There is something Italian about Liverpudlian attitudes towards clothes. Grunge never really hit the city: the look is smart, verging on glitzy.

Sarah Singleton, 29, owns More Cherubs, a small shop selling clubwear by local and London-based designers in Cavern Walks shopping centre. The attitude towards fashion is very positive, she says: "People aren't scared to make an effort and dress up in one look for day and another for night. Fashion has become more glamorous. That is just up Liverpool's street."

Her turnover is quick - conventional seasons are not enough. Designers respond to what they see in the clubs within days, and by the following Saturday the clothes will be on the rails. This summer, stretchy wet-look satin dresses have sold well.

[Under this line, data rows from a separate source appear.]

PR #328, opened 2017-04-25
Option to download files directly to destination

### LINKED ISSUE #327: Option to download files directly to destination
If I'm downloading a torrent that is a folder, I'd like to have the files inside the folder placed directly in the selected destination.

The current functionality is such that if I make a torrent from this folder: `bar/baz.abc`
And I set the destination to `foo/`
the file will be available in `foo/bar/baz.abc`. I want the file to be placed in `foo/baz.abc`.

ruTorrent has an option on the "add torrent" dialog labeled "Don't add torrent's name to directory". You can see it in [this screenshot](https://raw.githubusercontent.com/wiki/Novik/ruTorrent/images/scr3_big.jpg)

nVitius:
This patch adds functionality for #327

### DIFF
--- a/server/models/ClientRequest.js
+++ b/server/models/ClientRequest.js
@@ -114,6 +114,7 @@ class ClientRequest {
   addFiles(options) {
     let files = this.getEnsuredArray(options.files);
     let path = options.path;
+    let useBasePath = options.useBasePath;
     let start = options.start;
     let tagsArr = options.tags;
 
@@ -123,7 +124,11 @@ class ClientRequest {
       let timeAdded = Math.floor(Date.now() / 1000);
 
       if (path && path !== '') {
-        parameters.push(`d.directory.set="${path}"`);
+        if (useBasePath) {
+          parameters.push(`d.directory_base.set="${path}"`);
+        } else {
+          parameters.push(`d.directory.set="${path}"`);
+        }
       }
 
       parameters = this.addTagsToRequest(tagsArr, parameters);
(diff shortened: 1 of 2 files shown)


nVitius:
So far, I've added and tested the API code for this. I still need to write the code for the frontend portion.

jfurrow:
Thanks @nVitius! As for the UI, I'm not 100% decided on a particular solution, but I think it's time to start hiding some of the options in this modal. So my initial thought is we move the "tags" textbox and "start torrent" checkbox into an "advanced settings" section that is hidden by default. See the following mockup:
flood-add-torrents-advanced

So, when revealed, the advanced settings would contain a textbox for tags, a checkbox to start torrents on load, and another for "don't append torrent name to path" or whatever is appropriate.

Alternatively this modal could be redesigned to accommodate displaying all of these options in a more organized manner. What do you think?

nVitius:
I don't think the modal is particularly complicated that we need to do that. I also don't think tags and start torrent really fit under "advanced settings". At least not by themselves. If the goal is to make the modal as straight-forward as possible, I feel like it would make more sense to put those in there if you put "destination" in there as well. Personally though, I use those options all the time.

jfurrow:
Yeah, that's a good point. Personally I use the destination textbox every single time.

I'll have to mock up a solution for this in which the fields are not hidden at all. Are you interested in implementing the UI? If not, that's fine, I'll merge this PR as-is and build the UI separately.

nVitius:
I've never really worked with React before, but I can give it a shot. We can merge this one now if you want, and I can work on the UI over the weekend.

jfurrow:
That sounds great! I'm happy to help in any way possible, feel free to ping me on Slack.

wopian:
Tags and the start toggle in advanced would be a PITA for me - I use them every time, whereas I never change the destination from the default 😅

PR #340, opened 2017-05-01
Base Path Checkbox in Destination

nVitius:
This patch adds UI functionality for #327


nVitius:
@jfurrow Which of these do you like better for the checkbox location?
one
two

The code I've pushed up is for the latter. I still have to tie in the checkbox logic.

wopian:
First 👌

jfurrow:
Thanks @nVitius! I prefer the second option, given that we center the textbox. I'd also like to remove the question mark, so that the checkbox is more of an affirmation rather than an answer to the question.

I realize the styles for forms isn't super flexible in terms of centering the checkbox, and I should work on this at some point.

I'm also wondering how this might affect the file deletion behavior. Is it possible for a multi-file torrent to be downloaded to a directory which contains other files that are not related to the torrent? If so, the file deletion logic will need to be adjusted.

nVitius:
@jfurrow I managed to get it to center, though I had to add a new style for this particular one.

Does Flood actually do the file deletion itself? I thought rtorrent would handle that. In that case though, we would definitely have to update the deletion logic to ensure that only that torrent's files get deleted. We could do this one of  two ways:
1. Fetch file list and delete those files individually
2. Have rtorrent move the files to a directory under `/tmp` and delete them there (does Flood do the actual moving too though? It wouldn't work in that case).

nVitius:
Also, I removed the question mark from the text.

jfurrow:
Flood handles all of the file deleting. As far as I know, rTorrent doesn't offer this functionality. Here's where Flood does it: https://github.com/jfurrow/flood/blob/master/server/models/client.js#L96-L117

Flood does the actual moving of files, too. So, I think option 1 is the best. It's unfortunate that we have to do the additional request for files, but it's the only way to be sure we don't unintentionally delete other files.

nVitius:
@jfurrow Given the [conversation](https://flood-talk.slack.com/archives/C1Q9X3N9W/p1494861890943130) we had on Slack the other day, it seems like this file deletion problem already exists. Do you think we could merge this in and address that in another issue? I haven't had much time to work on Flood since this PR, but would like to start doing so again next week.

jfurrow:
@nVitius I'm hesitant to merge this PR because I'm afraid that using this will cause user's data to be deleted. I think the deletion logic needs to be improved first before merging this. Sorry!

jfurrow:
@nVitius Now that #376 merged, let's get this one merged too! Can you please rebase this PR and then commit the compiled assets (by running `npm run build-assets`)?

nVitius:
@jfurrow assets updated

jfurrow:
Great work @nVitius!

If Liverpool's pre-mortgage generation has money to burn, it will be spent on clothes and beer. But before John Rowley (ex-business partner of Vivienne Westwood and now working with Bella Freud) and his son, John Rowley Jnr, opened Smith & Westwood four years ago, the average Scouser thought Paul Smith was a footballer. The shop has moved on to sell Dries Van Noten, Comme des Garcons, and Bella Freud and, over the four years that Smith & Westwood has been open, there has been a growing awareness of labels and quality clothing. "Liverpool is definitely loosening up," says Rowley Jnr. "There are so many people coming from other cities now. The new bars have been a big help."

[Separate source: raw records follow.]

PR #364, opened 2017-05-20
Flood @ <hostname> in the title

NoLooseEnds:
Added hostname to the title of the page so it’s easier to differentiate between servers.

I’m not experienced with node at all, so not sure if I did this “after the book”.

### DIFF
--- a/server/routes/main.js
+++ b/server/routes/main.js
@@ -3,12 +3,14 @@ let config = require('../../config');
 let express = require('express');
 
 let router = express.Router();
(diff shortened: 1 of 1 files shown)


jfurrow:
Sorry, but I do not think this is the correct solution. Let's maybe open an issue for the concern you are addressing, which is that you'd like the servers to be more easily identifiable when you have multiple tabs running.

I do appreciate that you submitted the PR, thank you for that!

PR #370, opened 2017-05-27
Add mediainfo for docker containers

Centzilius:
In order for mediainfo to work in docker containers we need to install it (obviously^^)

### DIFF
--- a/Dockerfile
+++ b/Dockerfile
@@ -1,7 +1,5 @@
 FROM node:7.8.0-onbuild
-COPY config.docker.js config.js
-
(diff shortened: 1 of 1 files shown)


Dockerfile
```diff
@@ -1,5 +1,7 @@
 FROM node:7.8.0-onbuild
 COPY config.docker.js config.js
 
+RUN apt-get update && apt-get install -y mediainfo && rm -rf /var/lib/apt/lists/*
```
nVitius: we should run this before the COPY of the config file

jfurrow:
Thanks for the PR!

PR #372, opened 2017-05-29
Implement event stream to communicate rTorrent activity

jfurrow:
If anyone is looking at this, sorry the PR is so huge!

This PR removes all client-side API polling and implements an event stream subscription. All data related to the torrent list, transfer rate, torrent taxonomy, and notification count is provided via the event stream. This significantly reduces the amount of data consumed by the Flood client and interacting with torrents (e.g. starting, stopping, etc) should feel more responsive.

The Flood server still polls rTorrent on an interval, defined in `config.js` as `torrentClientPollInterval` and defaults to 2 seconds. If the data has changed since the last poll, then an event is emitted with relevant changes.

The only exception to this is when fetching a specific torrent's detailed data (peers, files, and tracker data); this should probably refactored as a separate event stream in the future.

Although there is still more work to do, the Flood server has been heavily refactored in this change. From this point forward, all rTorrent client requests should be performed via the `clientRequestService`.


noraj1337:
Wow, amazing

midzer:
Awesome!
I experienced massive CPU usage reduction by node process after pulling latest master with this change.

jfurrow:
@midzer That's great to hear, but honestly unexpected... I did refactor a significant portion of the Node server's logic, but essentially it's doing the same thing. Maybe there was some obfuscated performance hit that I inadvertently fixed?

PR #376, opened 2017-06-08
Only delete files belonging to torrent

jfurrow:
~~(Includes commits from https://github.com/jfurrow/flood/pull/372, which should merge first)~~

This PR will delete only the data that belongs to a specific torrent. With the previous file deletion logic, Flood would try to the torrent's directory if it were a multi-file torrent. This was a problem because rTorrent provides the option to omit the base path when adding a torrent, in which case Flood would delete the torrent's parent directory. You can probably see where this is going...

With this PR, any time a user requests to delete a torrent's data, Flood will first get the list of files from rTorrent, then delete only those files. It should be impossible to delete files which don't belong to the torrent, unless users move files into a torrent's nested directory...

### DIFF
--- a/server/constants/clientRequestServiceEvents.js
+++ b/server/constants/clientRequestServiceEvents.js
@@ -7,6 +7,7 @@ const clientRequestServiceEvents = [
   'PROCESS_TORRENT_LIST_END',
   'PROCESS_TORRENT_LIST_START',
   'PROCESS_TRANSFER_RATE_START',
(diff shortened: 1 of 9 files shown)


midzer:
Just deleted some torrents with flood on master and realized folder from those torrents not being deleted any more.

Maybe it belongs to this PR.

jfurrow:
@midzer Created an issue for that https://github.com/jfurrow/flood/issues/399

Such bars as Mello Mello, in the strip between Bold Street and Duke Street, have been instrumental in building a fashionable new scene. Ted Baker, the menswear brand that chose Liverpool to launch its second line, Ted Baker Lite, has provided shirts for the bar's staff and uses it to host promotional events.

Ray Kelvin, Ted Baker's right hand man, says, "Liverpool's got a good fashion standing, but for too long it has been starved of quality, design- led stores." He moved Ted Baker into the Cavern quarter last November and sales were so good that he swiftly moved into the shop next door too. "The men in Liverpool are really into their clothes, but in a very laddy way - they like labels. It's important to them to wear a nice shirt. We sell a lot of bright red shirts here."

Opposite Ted Baker is Wade Smith. It opened seven years ago and now occupies four floors. It plans to open a childrenswear store this September, making Ralph Lauren available to the city's most fashionable infants. Like Ted Baker, Wade Smith has filled a gap in the market. On a busy Saturday afternoon, it is buzzing with shoppers looking for something to wear that night. Liz Worthington, 23, is one of them. She has worked at Mello Mello since graduating from her fashion and textiles degree last year.

"People spend a lot of time on their appearance here," she says. She has witnessed a remarkable change in the quality and range of clothes available in the city centre. She no longer has any need to go shopping in Manchester.

But it's at night that the fashion parade really begins. By nine o'clock, the bars are spilling out on to the pavements, with copious consumption of strangely flavoured vodkas and Hooch, the latest drink to hit town (a potent alcoholic lemonade). The really eager ones will go straight to queue for Cream, but once inside, the heat and darkness is intense. Mascara runs, lipstick melts and hairstyles collapse.

When the club empties and the wide-eyed nocturnal ravers pour out into the streets for a dawn breakfast at the nearby Baa Bar, it is difficult to imagine the time and care that went into each outfit. But fashion moves quickly in Liverpool, and while clubland sleeps, local designers are already busy, planning the clothes that will be hanging on the rails at More Cherubs, and worn out on the town in five days' time.